■ TASK TO CARRY OUT ■
First find the line with "Issue #625, opened 2024-03-27" in the entries below, then set down exactly every line through the line with "Both cumsums start", that line included.

■ DATA RECORDS ■
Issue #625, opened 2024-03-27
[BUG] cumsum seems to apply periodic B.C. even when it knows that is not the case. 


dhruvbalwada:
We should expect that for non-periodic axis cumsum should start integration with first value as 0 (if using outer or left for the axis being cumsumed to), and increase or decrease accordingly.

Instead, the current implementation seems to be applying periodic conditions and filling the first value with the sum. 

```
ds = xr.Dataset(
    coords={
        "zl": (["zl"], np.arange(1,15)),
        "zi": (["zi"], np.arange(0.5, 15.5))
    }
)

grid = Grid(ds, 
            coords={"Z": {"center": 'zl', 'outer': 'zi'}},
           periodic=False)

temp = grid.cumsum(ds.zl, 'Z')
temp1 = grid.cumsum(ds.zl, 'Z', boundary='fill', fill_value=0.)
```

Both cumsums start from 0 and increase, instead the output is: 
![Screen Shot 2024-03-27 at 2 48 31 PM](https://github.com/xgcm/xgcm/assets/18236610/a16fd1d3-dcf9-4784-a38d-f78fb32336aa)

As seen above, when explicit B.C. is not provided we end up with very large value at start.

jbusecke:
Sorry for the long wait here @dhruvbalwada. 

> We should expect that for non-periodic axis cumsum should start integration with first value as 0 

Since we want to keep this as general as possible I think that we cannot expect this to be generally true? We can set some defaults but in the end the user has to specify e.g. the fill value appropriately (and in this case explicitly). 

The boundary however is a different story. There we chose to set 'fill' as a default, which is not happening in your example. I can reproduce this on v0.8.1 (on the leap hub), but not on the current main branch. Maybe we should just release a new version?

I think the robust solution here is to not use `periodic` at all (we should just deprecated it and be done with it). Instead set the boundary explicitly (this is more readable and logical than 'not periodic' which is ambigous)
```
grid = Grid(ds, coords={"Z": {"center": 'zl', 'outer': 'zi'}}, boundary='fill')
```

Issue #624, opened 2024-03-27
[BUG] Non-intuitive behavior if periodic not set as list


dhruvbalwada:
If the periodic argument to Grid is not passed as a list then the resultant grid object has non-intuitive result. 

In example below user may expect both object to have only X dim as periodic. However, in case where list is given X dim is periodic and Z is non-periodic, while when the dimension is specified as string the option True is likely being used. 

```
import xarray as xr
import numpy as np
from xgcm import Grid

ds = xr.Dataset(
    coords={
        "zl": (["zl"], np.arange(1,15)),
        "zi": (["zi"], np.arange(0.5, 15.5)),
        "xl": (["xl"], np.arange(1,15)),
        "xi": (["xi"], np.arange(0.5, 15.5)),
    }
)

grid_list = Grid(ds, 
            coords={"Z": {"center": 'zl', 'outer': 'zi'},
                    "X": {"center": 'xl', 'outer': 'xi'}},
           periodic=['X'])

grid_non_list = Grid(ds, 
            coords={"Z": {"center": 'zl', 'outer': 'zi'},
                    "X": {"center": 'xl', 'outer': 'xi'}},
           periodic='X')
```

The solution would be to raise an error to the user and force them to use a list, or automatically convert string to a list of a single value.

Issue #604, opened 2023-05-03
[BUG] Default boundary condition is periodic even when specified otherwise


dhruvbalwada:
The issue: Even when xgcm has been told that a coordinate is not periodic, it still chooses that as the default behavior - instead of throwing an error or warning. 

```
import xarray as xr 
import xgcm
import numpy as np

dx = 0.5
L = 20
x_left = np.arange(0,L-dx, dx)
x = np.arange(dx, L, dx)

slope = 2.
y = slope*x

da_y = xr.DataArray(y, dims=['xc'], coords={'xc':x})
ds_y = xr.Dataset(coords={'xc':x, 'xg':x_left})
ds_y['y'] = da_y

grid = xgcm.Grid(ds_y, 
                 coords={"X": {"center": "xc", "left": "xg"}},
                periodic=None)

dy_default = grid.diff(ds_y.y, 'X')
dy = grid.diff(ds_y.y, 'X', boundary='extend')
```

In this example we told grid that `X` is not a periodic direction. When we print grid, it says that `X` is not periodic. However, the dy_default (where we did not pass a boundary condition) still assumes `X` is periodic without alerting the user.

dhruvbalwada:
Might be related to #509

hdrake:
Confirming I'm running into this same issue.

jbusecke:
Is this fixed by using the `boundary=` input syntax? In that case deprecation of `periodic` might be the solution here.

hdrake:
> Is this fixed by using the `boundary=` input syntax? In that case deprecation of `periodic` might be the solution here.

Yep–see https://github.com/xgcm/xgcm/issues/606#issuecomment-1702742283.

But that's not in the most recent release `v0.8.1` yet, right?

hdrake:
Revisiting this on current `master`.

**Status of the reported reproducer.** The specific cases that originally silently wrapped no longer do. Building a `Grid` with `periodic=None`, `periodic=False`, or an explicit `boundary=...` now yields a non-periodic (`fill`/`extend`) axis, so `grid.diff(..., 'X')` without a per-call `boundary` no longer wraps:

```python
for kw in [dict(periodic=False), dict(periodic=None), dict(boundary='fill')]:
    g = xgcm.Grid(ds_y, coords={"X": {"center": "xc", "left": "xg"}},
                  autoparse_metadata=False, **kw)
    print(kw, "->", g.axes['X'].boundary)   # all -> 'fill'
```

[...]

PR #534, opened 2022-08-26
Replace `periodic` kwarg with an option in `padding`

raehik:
==
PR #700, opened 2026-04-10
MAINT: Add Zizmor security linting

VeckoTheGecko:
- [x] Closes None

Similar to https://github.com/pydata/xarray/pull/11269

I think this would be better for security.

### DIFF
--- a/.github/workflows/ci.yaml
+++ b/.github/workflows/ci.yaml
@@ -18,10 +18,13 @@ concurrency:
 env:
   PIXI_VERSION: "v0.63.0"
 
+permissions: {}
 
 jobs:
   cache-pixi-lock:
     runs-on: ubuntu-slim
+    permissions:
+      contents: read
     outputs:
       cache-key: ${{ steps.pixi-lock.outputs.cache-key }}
--
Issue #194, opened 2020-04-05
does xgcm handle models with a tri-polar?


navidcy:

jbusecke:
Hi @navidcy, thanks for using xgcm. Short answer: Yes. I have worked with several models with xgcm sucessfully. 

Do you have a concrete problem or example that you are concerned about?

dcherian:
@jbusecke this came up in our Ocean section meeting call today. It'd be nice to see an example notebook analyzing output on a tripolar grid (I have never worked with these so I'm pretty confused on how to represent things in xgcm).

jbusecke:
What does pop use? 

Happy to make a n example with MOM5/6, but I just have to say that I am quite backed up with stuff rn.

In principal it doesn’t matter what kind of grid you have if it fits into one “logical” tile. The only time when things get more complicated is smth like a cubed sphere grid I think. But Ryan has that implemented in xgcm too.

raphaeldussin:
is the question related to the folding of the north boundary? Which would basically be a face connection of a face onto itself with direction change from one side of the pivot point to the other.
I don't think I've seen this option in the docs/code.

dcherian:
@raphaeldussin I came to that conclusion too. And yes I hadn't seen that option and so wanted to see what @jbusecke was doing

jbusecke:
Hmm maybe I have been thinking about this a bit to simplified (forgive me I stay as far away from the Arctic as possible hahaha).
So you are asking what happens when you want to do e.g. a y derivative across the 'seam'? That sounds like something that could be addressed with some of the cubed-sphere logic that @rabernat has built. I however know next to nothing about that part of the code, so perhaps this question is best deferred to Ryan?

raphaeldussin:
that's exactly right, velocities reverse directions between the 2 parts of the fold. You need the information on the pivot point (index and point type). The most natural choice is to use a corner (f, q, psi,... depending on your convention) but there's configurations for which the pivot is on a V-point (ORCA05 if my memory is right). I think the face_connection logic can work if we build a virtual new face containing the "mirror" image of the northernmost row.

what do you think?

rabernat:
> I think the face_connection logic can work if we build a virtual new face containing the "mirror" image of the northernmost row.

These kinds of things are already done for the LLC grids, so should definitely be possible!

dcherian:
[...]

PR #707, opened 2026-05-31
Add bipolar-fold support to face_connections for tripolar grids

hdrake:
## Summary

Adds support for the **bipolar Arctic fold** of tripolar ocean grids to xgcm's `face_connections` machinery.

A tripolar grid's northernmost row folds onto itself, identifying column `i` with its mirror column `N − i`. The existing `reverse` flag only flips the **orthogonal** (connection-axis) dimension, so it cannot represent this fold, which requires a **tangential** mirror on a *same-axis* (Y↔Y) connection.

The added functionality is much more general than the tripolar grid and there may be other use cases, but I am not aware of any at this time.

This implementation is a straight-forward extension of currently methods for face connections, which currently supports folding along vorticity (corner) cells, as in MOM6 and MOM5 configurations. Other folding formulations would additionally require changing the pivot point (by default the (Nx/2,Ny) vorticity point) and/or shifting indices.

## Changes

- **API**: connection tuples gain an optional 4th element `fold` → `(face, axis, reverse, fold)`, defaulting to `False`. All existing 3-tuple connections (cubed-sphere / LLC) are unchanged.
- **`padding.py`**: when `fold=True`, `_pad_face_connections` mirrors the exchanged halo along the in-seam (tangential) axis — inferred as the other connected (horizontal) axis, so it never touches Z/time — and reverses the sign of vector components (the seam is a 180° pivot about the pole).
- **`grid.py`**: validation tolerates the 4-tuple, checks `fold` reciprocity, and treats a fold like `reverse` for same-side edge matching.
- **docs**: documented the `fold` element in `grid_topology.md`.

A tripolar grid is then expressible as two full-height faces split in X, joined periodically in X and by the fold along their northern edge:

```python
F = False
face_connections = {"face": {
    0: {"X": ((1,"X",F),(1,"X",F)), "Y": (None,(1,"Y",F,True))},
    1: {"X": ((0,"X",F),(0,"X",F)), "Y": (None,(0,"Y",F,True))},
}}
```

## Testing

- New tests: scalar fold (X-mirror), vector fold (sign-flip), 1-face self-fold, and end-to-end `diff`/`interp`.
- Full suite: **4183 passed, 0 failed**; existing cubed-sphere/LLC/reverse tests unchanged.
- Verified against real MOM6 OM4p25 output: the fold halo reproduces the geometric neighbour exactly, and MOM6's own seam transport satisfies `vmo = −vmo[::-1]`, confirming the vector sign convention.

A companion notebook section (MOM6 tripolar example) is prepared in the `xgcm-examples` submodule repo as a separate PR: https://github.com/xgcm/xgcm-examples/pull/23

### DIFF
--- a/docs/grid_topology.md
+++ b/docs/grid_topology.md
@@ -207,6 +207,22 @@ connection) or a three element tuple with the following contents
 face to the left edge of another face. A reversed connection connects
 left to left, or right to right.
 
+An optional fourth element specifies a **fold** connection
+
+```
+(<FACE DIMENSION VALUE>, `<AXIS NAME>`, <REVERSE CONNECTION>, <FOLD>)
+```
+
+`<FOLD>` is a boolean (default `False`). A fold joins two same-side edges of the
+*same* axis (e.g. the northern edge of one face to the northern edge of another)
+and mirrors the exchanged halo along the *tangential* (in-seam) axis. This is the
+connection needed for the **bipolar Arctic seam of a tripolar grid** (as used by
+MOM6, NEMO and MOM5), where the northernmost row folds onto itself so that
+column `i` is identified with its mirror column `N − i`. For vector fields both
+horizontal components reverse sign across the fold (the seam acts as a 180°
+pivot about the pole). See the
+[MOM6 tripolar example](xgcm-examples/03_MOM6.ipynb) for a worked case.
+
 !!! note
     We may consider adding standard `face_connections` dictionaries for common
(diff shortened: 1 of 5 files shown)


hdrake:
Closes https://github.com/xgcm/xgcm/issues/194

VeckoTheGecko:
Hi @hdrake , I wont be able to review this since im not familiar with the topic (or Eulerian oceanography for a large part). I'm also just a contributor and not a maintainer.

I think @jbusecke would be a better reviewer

■ TASK RESULT ■
Issue #625, opened 2024-03-27
[BUG] cumsum seems to apply periodic B.C. even when it knows that is not the case. 


dhruvbalwada:
We should expect that for non-periodic axis cumsum should start integration with first value as 0 (if using outer or left for the axis being cumsumed to), and increase or decrease accordingly.

Instead, the current implementation seems to be applying periodic conditions and filling the first value with the sum. 

```
ds = xr.Dataset(
    coords={
        "zl": (["zl"], np.arange(1,15)),
        "zi": (["zi"], np.arange(0.5, 15.5))
    }
)

grid = Grid(ds, 
            coords={"Z": {"center": 'zl', 'outer': 'zi'}},
           periodic=False)

temp = grid.cumsum(ds.zl, 'Z')
temp1 = grid.cumsum(ds.zl, 'Z', boundary='fill', fill_value=0.)
```

Both cumsums start from 0 and increase, instead the output is: 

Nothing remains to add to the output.